I have read many business plans from clients and friends over the years, and helped write more than a few. I have strong opinions about what works and what doesn’t and I have been mulling a post on the subject for a while.

As I started writing though, I found that lots of other bright people have also written extensively on this topic. More to the point, many of these people are VCs in the business of funding companies. Here, then, is a whole lotta link-love on the subject of business plans, with my own editorial comments.

*Purpose. Guy Kawasaki says that writing the plan is a really valuable exercise to “to solidify the objectives (what), strategies (how), and tactics (when, where, who)“. He also says (two lines prior) that it is a “mechanical step in due diligence”. Translation- no one is going to read the whole thing, so figure out how to make the important points stand out without being ostentatious about it. Use descriptive headings.

*Length. Around 10 pages is all you need. Guy says 11 and even allows an extra 9 for good measure. The best ones I have seen have all been concise. If you have trouble reducing the essence of your business to that amount of space you are too close to it. Get a friend who knows nothing about the idea to review it and tell her/him to cut out everything the tiniest bit extraneous.
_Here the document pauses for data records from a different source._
PR #3602, opened 2026-05-20
Remove chromium install in prepare script

dakota002:
# Description
Reduces the `prepare` script to just be the husky command 

# Related Issue(s)
The build steps in PRs are hanging on this. The dedicated playwright actions already install the browsers to run the tests, so this is just bloating the build process


tylerbarna (approved):

lpsinger (commented):
This would break the build, because Playwright and a headless browser are required at build time to render Mermaid diagrams.

dakota002:
Ahh interesting, okay. How required is it for mermaid?

lpsinger:
> Ahh interesting, okay. How required is it for mermaid?

Mermaid diagrams won't render at all without it.

dakota002:
What is the intended case here of rendering the mermaid diagrams? Is this because of the package `mermaid-isomorphic`? [Their page](https://github.com/remcohaszing/mermaid-isomorphic) says: 

> If you want to render Mermaid diagrams in the browser directly, use the [mermaid](https://www.npmjs.com/package/mermaid) package directly.

I don't know if this would affect our usage, just trying to get an understanding of the structure

lpsinger:
```
$ npm ls mermaid
@nasa-gcn/gcn.nasa.gov@ /Users/lpsinger/src/gcn.nasa.gov
└─┬ rehype-mermaid@3.0.0
  └─┬ mermaid-isomorphic@3.0.4
    └── mermaid@11.15.0
```

So refer to the retype-mermaid documentation for renderer options.

dakota002:
> ```
> $ npm ls mermaid
> @nasa-gcn/gcn.nasa.gov@ /Users/lpsinger/src/gcn.nasa.gov
> └─┬ rehype-mermaid@3.0.0
>   └─┬ mermaid-isomorphic@3.0.4
>     └── mermaid@11.15.0
> ```
> 
> So refer to the retype-mermaid documentation for renderer options.

No I am asking about OUR usage, are we intending this to render outside of a browser context? And I mean excluding any of our playwright tests

lpsinger:
I don't understand your question. Our usage of mermaid is via the rehype-mermaid plugin. It is part of the build process, not part of the tests. What is the distinction between rehype-mermaid and OUR usage?

dakota002:
> I don't understand your question. Our usage of mermaid is via the rehype-mermaid plugin. It is part of the build process, not part of the tests. What is the distinction between rehype-mermaid and OUR usage?

My question is: How are we using this package and why is the playwright install part of our build process, if the instructions say that chromium is only used for running outside of browsers?

lpsinger:
We are using this package to render Mermaid diagrams in MDX files. rehype-mermaid requires playwright because the build does not occur inside a browser.

lpsinger:
Although we need Playwright browsers for _both_ the tests _and_ the build, this step does not increase the build time because Playwright is smart enough not to re-download Chromium if it has already done so.

This was an interesting idea, but it is not suitable for or our build process.

dakota002:
> Although we need Playwright browsers for _both_ the tests _and_ the build, this step does not increase the build time because Playwright is smart enough not to re-download Chromium if it has already done so.
> 

Agreed, though this issue is not stemming from a local problem with build times, but the GitHub actions pipelines taking forever on Node 26 builds 

> This was an interesting idea, but it is not suitable for or our build process.

I see. Our use of mermaid is for one small diagram in the auth docs, so I would instead change my argument, we should instead just use mermaid as a component and do client side rendering. This latest commit is a working example, however it is going to break the GitHub linting checks from the dynamic import.

I updated the `tsc` command in the lint script to target the same module value we have in the tsconfig, and this does work correctly locally. So updating the one for GitHub should also see this passing, but I think that is maintained in another repo now, right?

What are your thoughts on an implementation like this instead?

lpsinger:
No, we should not render the Mermaid diagrams on the client side.

lpsinger:
> Agreed, though this issue is not stemming from a local problem with build times, but the GitHub actions pipelines taking forever on Node 26 builds

Which pipelines? Why is it timing out under Node 26 specifically?

lpsinger:
Ah, this was reported to Playwright as https://github.com/microsoft/playwright/issues/40724 and should be fixed in 1.60.0.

*Executive Summary. The Woodside Fund allows 3-5 pages for this. Brad Burnham says 1-2. Guy says 1 and I agree with him. Remember that your audience may look at 10 of these every day. Hitting the major points so a reader can take them all in a single scan is a big help.

*Management Team. This is the hardest for most people, because new businesses are usually in new areas for the founders so their prior experience isn’t necessarily relevant. This is also the least-discussed area of the business plan by all of the VC blogs I researched for this post. Ask the VC cites the ability to build the product and ability to sell it as key attributes in founders. I’m willing to bet there are more exceptions to this rule than any other, though. I can name a half-dozen clients whose founders had vision and managerial/organizational skills, but no technical or sales experience per se. What is the secret then? I’d say it is to instill confidence in the audience that you can do what you say you will do. I hate to be so vague, but I really believe if you can convey that everything else will follow.
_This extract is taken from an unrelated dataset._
PR #2713, opened 2024-11-12
Circulars: Add In-Page Lucene Documentation

tylerbarna:
# Description
This adds a brief explanation of Lucene queries to the Circulars Archive page, hidden behind a feature flag.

*The Business. Dick Costolo nails it- for web companies at least: “You do need to intimately understand where you sit in the proverbial value chain and what your position there means for your company, but you don’t need to know precisely how you will extract value.” You’ll be lucky to garner a $250M valuation while “starting to focus on making money” like Meebo, but a good idea can go a lot farther on the web than in many other places without a clear revenue stream.
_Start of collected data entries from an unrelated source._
PR #3609, opened 2026-05-22
Update playwright to 1.60.0

lpsinger:
This fixes hangs when installing Playwright browsers on Node 26. See https://github.com/microsoft/playwright/issues/40724, https://github.com/microsoft/playwright/pull/40747.


dakota002 (commented):
Shouldn't the package.json also be part of this?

This is really three sections in one: the problem (why people have been clamoring for your product without knowing it), the solution (why your product will satisfy the unrequited, unvoiced longing) and the business model (where you fit in the value chain, if not how to monetize). Give adequate attention to each part.

*Financials. Everyone wants to see them and everyone knows they are always dead wrong, so what to do? Ask the VC says that the user adoption piece of the projections is the most interesting, but it is the part most likely to be wrong and over which you have the least control. The answer is that the ideas that matter more than the actual numbers on the page. The financial projections convert the concepts in the business model through into cash terms. Don’t get hung up on whether growth will hit in month 19 or 27 because you will have very little control over that. Instead show that you understand your place in the value chain.

Other key points: one page of projections for a new business, shown monthly for 2-3 years, then quarterly through year 5. And don’t provide best/average/worst case projections. Work out a growth plan and be able to justify it.

*Flexibility and Adaptability. Or as Josh Kopelman says “your business plan is wrong”. You know everything is subject to change, as do your readers. State your plan confidently, but don’t get tied to it.

I realize I could continue almost endlessly on this topic. That’s enough for now, though. More later.